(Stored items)
•••••
PR #8485, opened 2026-08-09
fix(api): pick up stale pending orders with NULL escrow_status for cancellation

### LINKED ISSUE #8470: [BUG][backend][P1] findStalePendingOrders excludes NULL escrow_status — non-escrow stale orders never auto-cancelled
## Description

`backend/api/src/repositories/orderRepository.js` `findStalePendingOrders()` (lines 570-577) filters with `.neq('escrow_status', 'funding')`. In PostgREST, `column.neq(value)` only matches rows where the column is **not equal AND not null**. Orders created before escrow support (or orders where `escrow_status` is simply never set) have `escrow_status = NULL`, so they never match and are excluded from stale-cancellation forever.

This means the `staleOrderWorker` can never cancel plain, non-escrow stale orders — they stay `pending` indefinitely.

## Expected behavior

Stale pending orders with no escrow involvement (escrow_status IS NULL) are also picked up and cancelled.

## Location

- `backend/api/src/repositories/orderRepository.js:570-577`

## Suggested fix

Match NULL as well using `.or()`:

```js
.or('escrow_status.is.null,escrow_status.neq.funding')
```

instead of:

```js
.neq('escrow_status', 'funding')
```

Xenon010101:
## Summary
`findStalePendingOrders()` (`backend/api/src/repositories/orderRepository.js:570-577`) filtered with `.neq('escrow_status', 'funding')`. PostgREST's `column.neq(value)` does not match `NULL`, so orders with `escrow_status IS NULL` (orders created before escrow support, or never escrow-funded) were never returned by the stale-cancellation query — the `staleOrderWorker` could never cancel plain non-escrow stale orders, leaving them `pending` forever.

## Changes
- Replaced `.neq('escrow_status', 'funding')` with `.or('escrow_status.is.null,escrow_status.neq.funding')` so both NULL and non-funding rows are selected.
- Updated `test/unit/repositories/orderRepositoryStaleCancel.test.js` to assert the new `or` filter.

Closes #8470

GSSOC 2026

### DIFF
--- a/backend/api/src/repositories/orderRepository.js
+++ b/backend/api/src/repositories/orderRepository.js
@@ -573,7 +573,7 @@ export class OrderRepository {
       .select('id')
       .eq('status', 'pending')
       .lt('created_at', cutoff)
-      .neq('escrow_status', 'funding')
+      .or('escrow_status.is.null,escrow_status.neq.funding')
       .limit(limit), 'findStalePendingOrders');
   }
 
--- a/backend/api/test/unit/repositories/orderRepositoryStaleCancel.test.js
+++ b/backend/api/test/unit/repositories/orderRepositoryStaleCancel.test.js
@@ -12,7 +12,7 @@ describe('OrderRepository stale-order cancellation', () => {
     orderRepository = new OrderRepository(supabaseMock.supabase);
   });
 
-  it('findStalePendingOrders selects only pending, older-than-cutoff, non-funding orders in a bounded batch', async () => {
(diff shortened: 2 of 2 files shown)


Xenon010101:
Superseded by PR #8507 (fix/8470-stale-order-null-escrow), which is rebased onto the current upstream main (3bd79950). This branch was based on the old, rewritten fork history (7b72c6f3) and is 364 commits stale. Closing this duplicate in favor of #8507.

PR #166, opened 2025-05-11
fix: balanced jump height and movement speed modifiers

Rev219:


Patrigan:
This has been integrated into the modifier rewrite that happened. Closing the PR.

PR #186, opened 2025-05-15
Updating the Key Forge model

Req101:
Updating the key forge to use my new model for it. Will need someone to update the hit box.


src/main/resources/assets/wotr/models/block/key_forge.json
```diff
@@ -1,306 +1,257 @@
 {
-	"parent": "block/block",
```
immortius, line 2: I would recommend adding the parent line to the model (this is what ensures the block appearance in inventory has the isometric angle instead of side-on).

src/main/resources/assets/wotr/models/block/key_forge.json
```diff
@@ -1,306 +1,257 @@
...
-	"credit": "Req",
+	"credit": "Made with Blockbench",
 	"texture_size": [64, 64],
 	"textures": {
-		"0": "wotr:block/key_forge",
-		"particle": "wotr:block/key_forge"
+		"0": "block/Key_Forge_V2_texture",
```
immortius, line 5: These texture lines also need to be changed to match up with the actual texture identifiers.

src/main/resources/assets/wotr/models/block/key_forge.json
```diff
@@ -1,306 +1,257 @@
 {
-	"parent": "block/block",
-	"credit": "Req",
+	"credit": "Made with Blockbench",
```
immortius, line 2: Up to you if you want to leave these crediting blockbench or add your name here.

immortius:
I can have a look at updating the collision boxes.

immortius:
Oddly minecraft is unable to open the texture:
```java.io.IOException: Bad PNG Signature```

Would be interesting to know how you created/saved the PNG.

Req101:
I think the issue is I saved the texture from my discord upload. I'll try uploading the PNG directly from my tablet when I get home.

Patrigan (approved):

PR #191, opened 2025-05-17
fix: Set mob current health after max health is changed

WarrenGore:
fix: Set mob current health after max health is changed during mob spawn.


WarrenGore:
May be other ways of doing this, but this worked.

Patrigan (approved):

Patrigan:
This is probably the best way.

PR #192, opened 2025-05-17
feat: reworked key forge recipes to be more flexible

immortius:
### Summary

This PR updates key forge recipes to use a unified system, such that there are no longer separate recipe types for objectives and rift themes. Instead Key Forge Recipes apply data components to the key, and the type of data component is specified in the recipe. The key forge finds the highest priority usable recipe for each data component to apply.

This change sets up for easier integration with REI or similar, as it reduces the number of recipes and provides a generic way to show the result (apply the output to a blank key).

As part of this change, the elements of RiftConfig are split into separate Data Components which are combined when opening a rift. Backwards compatibility to existing keys using a RiftConfig DataComponent has been maintained but is deprecated.

### DIFF
--- a/src/generated/resources/data/wotr/wotr/key_forge_recipe/cave.json
+++ b/src/generated/resources/data/wotr/wotr/key_forge_recipe/cave.json
@@ -1,0 +1,7 @@
+{
+  "output": {
+    "type": "wotr:rift_theme",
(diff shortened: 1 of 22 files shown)


Patrigan:
Is this system easily expandable to other datacomponents?

PR #200, opened 2025-05-18
fix: Set leaves to persistent in room/POI processors

WarrenGore:
fix: Set leaves to persistent in room/POI processors to prevent unintentional decay/item drops


WarrenGore:
Feel free to reject if I should keep going with the more important attachment/mushroom processors putting things places they cannot be placed. Just pushed this now if we wanted to get this quick fix for the leaves decay part of it in the upcoming fix release.

Patrigan (approved):

PR #211, opened 2025-05-18
Fix/wtf rune anvil

Patrigan:
Rune anvil bug for no duplicate modifiers and no overlapping tooltips.

### DIFF
--- a/config/checkstyle/suppressions.xml
+++ b/config/checkstyle/suppressions.xml
@@ -5,5 +5,6 @@
         "https://checkstyle.org/dtds/suppressions_1_2.dtd">
 
 <suppressions>
-
+    <suppress checks="MethodName" files="com[\\/]wanderersoftherift[\\/]wotr[\\/]mixin[\\/]"/>
+    <suppress checks="MethodName" files="com[\\/]wanderersoftherift[\\/]wotr[\\/]mixinextension[\\/]"/>
 </suppressions>
--- a/src/main/java/com/wanderersoftherift/wotr/gui/menu/RuneAnvilMenu.java
+++ b/src/main/java/com/wanderersoftherift/wotr/gui/menu/RuneAnvilMenu.java
@@ -148,9 +148,11 @@ public class RuneAnvilMenu extends AbstractContainerMenu {
             GearSocket currentSocket = currentSockets.sockets().get(i);
             ItemStack runegem = slot.getItem();
             RunegemData runegemData = runegem.get(WotrDataComponentType.RUNEGEM_DATA);
+            List<GearSocket> existingSockets = new ArrayList<>(newSockets);
+            existingSockets.remove(i);
             if (!runegem.isEmpty() && runegemData != null
-                    && currentSocket.canBeApplied(gear, level, runegemData, newSockets)) {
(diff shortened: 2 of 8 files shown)


src/main/java/com/wanderersoftherift/wotr/mixinextension/WotrGuiGraphics.java
```diff
@@ -0,0 +1,23 @@
...
+import net.minecraft.world.inventory.tooltip.TooltipComponent;
+import net.minecraft.world.item.ItemStack;
+
+import javax.annotation.Nullable;
+import java.util.List;
+import java.util.Optional;
+
+public interface WotrGuiGraphics {
+
+    void wotr$RenderTooltipLeft(
```
immortius, line 15: I have a feeling that perhaps the before/after comparison displays shouldn't be tooltips, but this is fine.

config/checkstyle/suppressions.xml
```diff
@@ -5,5 +5,6 @@
         "https://checkstyle.org/dtds/suppressions_1_2.dtd">
 
 <suppressions>
-
+    <suppress checks="MethodName" files="com[\\/]wanderersoftherift[\\/]wotr[\\/]mixin[\\/]"/>
```
immortius, line 8: I assume you are happy with this approach?

src/main/java/com/wanderersoftherift/wotr/gui/menu/RuneAnvilMenu.java
```diff
@@ -148,9 +148,11 @@ public void apply() {
             GearSocket currentSocket = currentSockets.sockets().get(i);
             ItemStack runegem = slot.getItem();
             RunegemData runegemData = runegem.get(WotrDataComponentType.RUNEGEM_DATA);
+            List<GearSocket> existingSockets = new ArrayList<>(newSockets);
```
immortius, line 151: Are there situations where a runegem cannot apply at all because all its possibilities have already been applied? I guess that might be a separate issue.

immortius (approved):

src/main/java/com/wanderersoftherift/wotr/mixinextension/WotrGuiGraphics.java
Patrigan: Yeah, same, just unsure how to show it otherwise atm.

config/checkstyle/suppressions.xml
Patrigan: Yeah. Looks perfect, only location where we allow it is in Mixins.

Though Mojang uses it in some other places too, so sometimes it is a hassle when we copy code :D

src/main/java/com/wanderersoftherift/wotr/gui/menu/RuneAnvilMenu.java
Patrigan: Right now, these situations indeed exist. And they are rather common. Health runegem, for example, can not apply to weapons. Once we have more stuff, like leech and armor penetration, the worst ones in this will be better.

Issue #203, opened 2025-05-18
Item frames in rifts


FireKidy:
Someone decieded to try and use item frames in the entrance room and well they just break

![Image](https://github.com/user-attachments/assets/3fbb541a-2a02-427f-909e-b28bbd86155c)

![Image](https://github.com/user-attachments/assets/1438dde3-a294-4003-9cd9-70937852c1d2)

WarrenGore:
Interesting, I've never seen the one in the tavern room break and that's been there from the first playable rift.

WarrenGore:
Okay, this is just a silly one. The room is set to save entities...there must has been a dropped item frame in the room when it was last saved.

I noticed the item frame was only ever showing at the diorite statue and always in the same place. I reproduced the same thing on the build server, then saved it again. It no longer had an item frame as shown in the bug pictures. Further checked by dropping an item frame on the ground myself, saving the room, and confirming it did spawn in the room on the build server when generated.

Will check to see that this room gets repulled before closing.

FireKidy:
Ahh ok, makes sense

PR #212, opened 2025-05-18
wout/build-update-0.1.2

cptflavio:


WarrenGore:
@cptflavio Can you please repull wotr:rift/room/portal/333/portal-1-grimm before this gets merged? See #203 , it should be good on the build server now.

Issue #201, opened 2025-05-18
Spawners need line of sight


FireKidy:
There's multiple POIs that cannot spawn mobs until a block is broken. 

![Image](https://github.com/user-attachments/assets/8fba6f01-5141-494b-a9e8-9c97b85d5f98)

![Image](https://github.com/user-attachments/assets/555c77b2-fbd9-40f5-a25d-80e1a7bae3b2)

PR #215, opened 2025-05-21
fix: (#201) Make trial spawner behave better when covered

Patrigan:
Several changes to our Rift Mob Spawner.


Patrigan:
To be clear, I opted for a copy of the current trial spawner code and did not yet take the time to clean all the Mojank.

Patrigan:
fixes (#201

src/main/java/com/wanderersoftherift/wotr/block/blockentity/riftmobspawner/RiftMobSpawner.java
```diff
@@ -0,0 +1,491 @@
...
+import net.minecraft.world.phys.shapes.CollisionContext;
+import net.neoforged.neoforge.common.extensions.IOwnedSpawner;
+import net.neoforged.neoforge.event.EventHooks;
+import org.jetbrains.annotations.Nullable;
+
+import java.util.Objects;
+import java.util.Optional;
+import java.util.UUID;
+
+public final class RiftMobSpawner implements IOwnedSpawner {
```
immortius, line 62: I assume it wasn't worth/wasn't possible to unfinalize and inherit the TrialSpawner, or wrap one.

I wonder if we should diverge further at this point and remove the ominous behaviour?

src/main/java/com/wanderersoftherift/wotr/block/blockentity/riftmobspawner/RiftMobSpawnerData.java
```diff
@@ -0,0 +1,350 @@
...
+import javax.annotation.Nullable;
+import java.util.Collections;
+import java.util.HashSet;
+import java.util.List;
+import java.util.Optional;
+import java.util.Set;
+import java.util.UUID;
+import java.util.function.Function;
+
+public class RiftMobSpawnerData {
```
immortius, line 48: Not sure which parts are changed for these

Patrigan: Had to change the state to our own class and it was hardcoded in this class .

immortius (approved):

Issue #199, opened 2025-05-17
[Bug]: Firetick not dissabled in rifts


DefinitelyNotKira:
### What happened?

Firetick needs to be disabled in rifts. Rifts are exploding.

### Reproduction Steps

Light forest theme up.

### Version

0.1.1

### Code of Conduct

- [x] I agree to follow this project's Code of Conduct

PR #216, opened 2025-05-21
fix: (#199) fire tick

Patrigan:


src/main/java/com/wanderersoftherift/wotr/core/rift/RiftLevelManager.java
```diff
@@ -322,11 +325,21 @@ private static ServerLevel createRift(
         }
 
         int seed = config.seed().orElseGet(() -> new Random().nextInt());
+        LevelSettings levelSettings = worldData.getLevelSettings();
+        LevelSettings riftLevelSettings = new LevelSettings(
+                "rift", levelSettings.gameType(), levelSettings.hardcore(), levelSettings.difficulty(),
+                levelSettings.allowCommands(), levelSettings.gameRules(), levelSettings.getDataConfiguration(),
```
immortius, line 331: Would it be possible to customise the game rule for the level at this point by creating a new GameRules, copying settings across and then setting fire tick?

immortius (commented):
This approach does not carry across save and reload.

src/main/java/com/wanderersoftherift/wotr/core/rift/RiftLevelManager.java
immortius: I guess the mixin might be the only way if you need to tweak the rule when loading the level too

Patrigan:
I closed this PR, because it was getting too complex to load our own gamerules for the dimension. The biggest issue is that we can not change the loading of the level without some dirtyness. MinecraftServer.java(L417) needs an exception for our RiftDimensions.

Will switch to a mixin in FireBlock and LavaFluid.

PR #233, opened 2025-05-23
Jyu/rift themes

jyutta:
Chnages to the nether theme and new Skyris theme. Both use modded blocks.


cptflavio (approved):
Seems good to me. Might need a look from a smart person tho, like if something should be added because of mods

jyutta:
Keep this for now, I haven't copied one of the themes anywhere else yet lol.

PR #235, opened 2025-05-24
Desert theme (vanilla)

jyutta:


cptflavio (approved):
Perhaps the key essence requirements are a bit low, when we have another death key. 
Code is fine

jyutta:
Also swamp theme now.

Issue #234, opened 2025-05-23
Crashed in SP entering rift.


CyberDay1:
[crash-2025-05-23_16.32.05-server.txt](https://github.com/user-attachments/files/20418440/crash-2025-05-23_16.32.05-server.txt)

Attached crashlog.

PR #238, opened 2025-05-25
fix: (#237) saving of theme in rift data

### LINKED ISSUE #237: 0.1.3 - Expanded Single Player Crash in Forest Theme
crash and latest log attached

[crash-2025-05-24_20.32.35-server.txt](https://github.com/user-attachments/files/20428716/crash-2025-05-24_20.32.35-server.txt)

[latest.log](https://github.com/user-attachments/files/20428717/latest.log)

top line of the stacktrace:

```
java.lang.IllegalStateException: Do not know how to append a primitive value "wotr:forest" to {BannedPlayers:[],Config:{BannedPlayers:[],Players:["5d8f87a1-f0e9-4aa4-ad94-c0d3cfd10cb6"],PortalDimension:"minecraft:overworld",PortalPos:24649L,objective:"wotr:kill",theme:"wotr:forest",tier:1},Players:["5d8f87a1-f0e9-4aa4-ad94-c0d3cfd10cb6"],PortalDimension:"minecraft:overworld",PortalPos:24649L}

```

immortius:
Closes #237

### DIFF
--- a/src/main/java/com/wanderersoftherift/wotr/core/rift/RiftData.java
+++ b/src/main/java/com/wanderersoftherift/wotr/core/rift/RiftData.java
@@ -77,15 +77,13 @@ public class RiftData extends SavedData { // TODO: split this
                 .forEach(player -> bannedPlayers.add(UUID.fromString(player.getAsString())));
         RiftConfig config = new RiftConfig(0);
         if (tag.contains("Config")) {
-            config = RiftConfig.CODEC
-                    .parse(registries.createSerializationContext(NbtOps.INSTANCE), tag.getCompound("Config"))
+            config = RiftConfig.CODEC.parse(registries.createSerializationContext(NbtOps.INSTANCE), tag.get("Config"))
                     .resultOrPartial(x -> WanderersOfTheRift.LOGGER.error("Tried to load invalid rift config: '{}'", x))
                     .orElse(new RiftConfig(0));
         }
         Optional<Holder<RiftTheme>> theme = Optional.empty();
         if (tag.contains("Theme")) {
-            theme = RiftTheme.CODEC
-                    .parse(registries.createSerializationContext(NbtOps.INSTANCE), tag.getCompound("Theme"))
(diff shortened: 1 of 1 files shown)


ImplementsLegend:
You really didn't have to change this much to fix that issue. Also #234 is the same issue, so I closed it as duplicate.

CSTufts:
Tested and confirmed that I am not getting the same crash, I can't follow the code well enough to approve tho @Patrigan, if you're around to review.

immortius:
> You really didn't have to change this much to fix that issue. Also #234 is the same issue, so I closed it as duplicate.

Maybe not, I took the opportunity to remove some use of Optional too. But I was finding it difficult to work out how to correctly use a Codec with save/loadAdditional when the codec might not be for a compound element, so if you know the approach please do share :)

ImplementsLegend:
I remember @Patrigan talking about changing the theme **to** Optional so it's weird to immediately revert it without even asking him. And about the codecs, you don't even need to care whether it works with compounds specifically. `Codec.encodeStart` gives you some kind of Tag (in this case StringTag), which you can put into the compound you're saving to. Then `CompoundTag.get` gives you that same Tag which you can just give to the codec.

immortius:
> I remember @Patrigan talking about changing the theme **to** Optional so it's weird to immediately revert it without even asking him. And about the codecs, you don't even need to care whether it works with compounds specifically. `Codec.encodeStart` gives you some kind of Tag (in this case StringTag), which you can put into the compound you're saving to. Then `CompoundTag.get` gives you that same Tag which you can just give to the codec.

That was the missing piece, thank you. I think looked into `Codec.encodeStart` at some point but ran into issues, but was able to get it working on second approach.

On the rest, this is a Merge Request. It is asking for feedback and permission, and for knowledge sharing in both directions. Nothing has been changed until it is approved and merged. Patrigan hasn't been around the last couple of days that I've seen and is in the complete opposite timezone to me (as are most) so I feel it best to drop a MR and let it be reviewed by Patrigan or others when they are available.

PR #399, opened 2021-01-26
Documenting AngularJS parcels

internettrans:
See related https://github.com/single-spa/single-spa-angularjs/pull/55 and https://github.com/single-spa/single-spa-angularjs/issues/46


filoxo (approved):
🙈

PR #406, opened 2021-02-08
docs(setup): clarify recommendation for shared-deps

jLouzado:
previous statement could be mis-construed, the edit attempts to make it clear that there's only one type of in-browser module being talked about.

key change is the inclusion of the word `also`, everything else was just supporting that change.

### DIFF
--- a/website/versioned_docs/version-5.x/recommended-setup.md
+++ b/website/versioned_docs/version-5.x/recommended-setup.md
@@ -34,7 +34,7 @@ is via [webpack externals](https://webpack.js.org/configuration/externals/#root)
 Here are our recommendations:
 
 1. Each single-spa application should be an in-browser Javascript module.
-2. Large shared dependencies (ie, the react, vue, or angular libraries) should each be in-browser modules.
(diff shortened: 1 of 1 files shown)


internettrans (commented):
> previous statement could be mis-construed, the edit attempts to make it clear that there's only one type of in-browser module being talked about.

I honestly don't understand how the language change clarifies the meaning here, nor do I understand what your original confusion was about. Could you help me understand how the existing language could be misinterpreted?

jLouzado:
> Could you help me understand how the existing language could be misinterpreted?

The change is intended to make the sentence more beginner-friendly, by just reiterating that each SPA is getting the same treatment as each large-dependancy.

When I first read it, it seemed as if something different was required for the two categories. The first line specifies `javascript module` and the second line just says `module`. Obviously the second line is referring to a javascript module but if someone is reading the guide while they're still learning all the new concepts there might be scope for confusion.

Rather than repeating `js module` in the second line it seemed to flow better to specify that large dependencies are "also" used as modules.

internettrans (approved):
Ah I see, thanks for the clarification. I agree - thanks for your contribution.

PR #407, opened 2021-02-08
Clarify redirect url requirements.

internettrans:
See https://github.com/single-spa/single-spa-layout/issues/116 which points out that leading slashes are okay.


filoxo (approved):
🙈

PR #408, opened 2021-02-08
Remove project status warning in angular docs

internettrans:
See https://single-spa.slack.com/archives/CGETM8T5X/p1612532310102400. Since we added this notice, arturo and danil have stepped into the role of maintainers.

### DIFF
--- a/website/versioned_docs/version-5.x/ecosystem-angular.md
+++ b/website/versioned_docs/version-5.x/ecosystem-angular.md
@@ -4,6 +4,10 @@ title: single-spa-angular
 sidebar_label: Angular
 ---
 
+### Project Status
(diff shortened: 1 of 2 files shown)


filoxo (commented):
What do you think of also adding some sort of banner/callout/section that talks about how single-spa-angular is community-maintained and everything that comes with that (expected contributions/collaboration, potentially longer lead times on resolving issues, etc)? And maybe even still a call for contributors so that anyone who knows Angular internals well can also feel welcome to put in some effort.

internettrans:
Good idea, updated.

filoxo (approved):
🙊  Excellent!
•••••
**WORK ORDER**.
All the lines that hold the word "remember" must appear in the answer, copied from the records.

**EXPECTED ANSWER**.
I remember @Patrigan talking about changing the theme **to** Optional so it's weird to immediately revert it without even asking him. And about the codecs, you don't even need to care whether it works with compounds specifically. `Codec.encodeStart` gives you some kind of Tag (in this case StringTag), which you can put into the compound you're saving to. Then `CompoundTag.get` gives you that same Tag which you can just give to the codec.
> I remember @Patrigan talking about changing the theme **to** Optional so it's weird to immediately revert it without even asking him. And about the codecs, you don't even need to care whether it works with compounds specifically. `Codec.encodeStart` gives you some kind of Tag (in this case StringTag), which you can put into the compound you're saving to. Then `CompoundTag.get` gives you that same Tag which you can just give to the codec.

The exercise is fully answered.